ASSIGNMENT: Set down exactly the first line of the entries and every line after it, through the line with "This pull request".

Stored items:
PR #1440, opened 2021-10-04
Adds a generator that wraps store methods with transactions and migrates implementations to use transactions

mgdelacroix:
#### Summary
This pull request migrates all store methods to be private and receive a transaction as the first parameter. Then it adds a generator to build the public store methods from its interface, wrapping the private ones and generating, committing and rolling back their inner transactions if necessary.

The intent with this change is to easily and transparently use transactions inside the store and in between methods (methods like `insertBlock` already make use of the same transaction to do multiple things) and at the same time not worry about those at the app level. The `getQueryBuilder` has been updated as well to create the builder with the transaction so the changes to the store logic are minimal.

#### Ticket Link
[Card link](https://community-daily.mattermost.com/boards/workspace/qgsck6cts3fwpqwyjiupjm5cde/47aa9bb4-6967-4a96-83c7-11bd6b20f1eb/612a901f-5c6d-4dde-8e35-3c16b6024a67?c=0da320bd-d737-460e-8801-790d8dc33f6d)


server/services/store/generators/main.go
```diff
@@ -0,0 +1,305 @@
...
+				default:
+					paramsWithType = append(paramsWithType, fmt.Sprintf("%s %s", param.Name, param.Type))
+				}
+			}
+			return strings.Join(paramsWithType, ", ")
+		},
+		"renameStoreMethod": func(methodName string) string {
+			return strings.ToLower(methodName[0:1]) + methodName[1:]
+		},
+		"genErrorResultsVars": func(results []string, errName string) string {
```
wiggin77, line 280: I have some store methods for notifications that use the Channels style methods where a create/insert will return a pointer to the struct that was inserted. e.g. 
```
func (s *SQLStore) UpsertNotificationHint(hint *model.NotificationHint) (*model.NotificationHint, error) 
```
Is it correct that pattern won't work for this generator?

wiggin77: Miguel confirmed any return types can be used.

server/services/store/generators/transactional_store.go.tmpl
```diff
@@ -0,0 +1,52 @@
...
+		{{- if $element.Results | errorPresent }}
+			if {{$element.Results | errorVar}} != nil {
+                if rollbackErr := tx.Rollback(); rollbackErr != nil {
+                   s.logger.Error("transaction rollback error", mlog.Err(rollbackErr), mlog.String("methodName", "{{$index}}"))
+                }
+                return {{ genErrorResultsVars $element.Results "err"}}
+			}
+		{{end}}
+        if err := tx.Commit(); err != nil {
+           return {{ genErrorResultsVars $element.Results "err"}}
```
wiggin77, line 46: If we're logging rollback errors, should we log commit errors too?

server/services/store/sqlstore/public_methods.go
```diff
@@ -0,0 +1,820 @@
...
+	}
+
+	if err := tx.Commit(); err != nil {
+		return 0, err
+	}
+
+	return result, nil
+}
+
+func (s *SQLStore) HasWorkspaceAccess(userID string, workspaceID string) (bool, error) {
```
wiggin77, line 582: I'm still a bit confused about how to call a simple fetch without a transaction from the app layer.  Something like `HasWorkspaceAccess` (just an example) has a exported method that creates a transaction, and a non-exported method that can do the fetch without a transaction. Shouldn't we have exported version of the non-transactional methods, especially for lookups?

mgdelacroix: You're right, this approach has everything done on a transaction from the app layer, so we should change it to allow for non-transactional wrappers to be generated as well. I have an idea on how to approach this while keeping the implementation agnostic (and therefore, flexible), will send an update and re-request review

ANSWER FOR THE TASK:
PR #1440, opened 2021-10-04
Adds a generator that wraps store methods with transactions and migrates implementations to use transactions

mgdelacroix:
#### Summary
This pull request migrates all store methods to be private and receive a transaction as the first parameter. Then it adds a generator to build the public store methods from its interface, wrapping the private ones and generating, committing and rolling back their inner transactions if necessary.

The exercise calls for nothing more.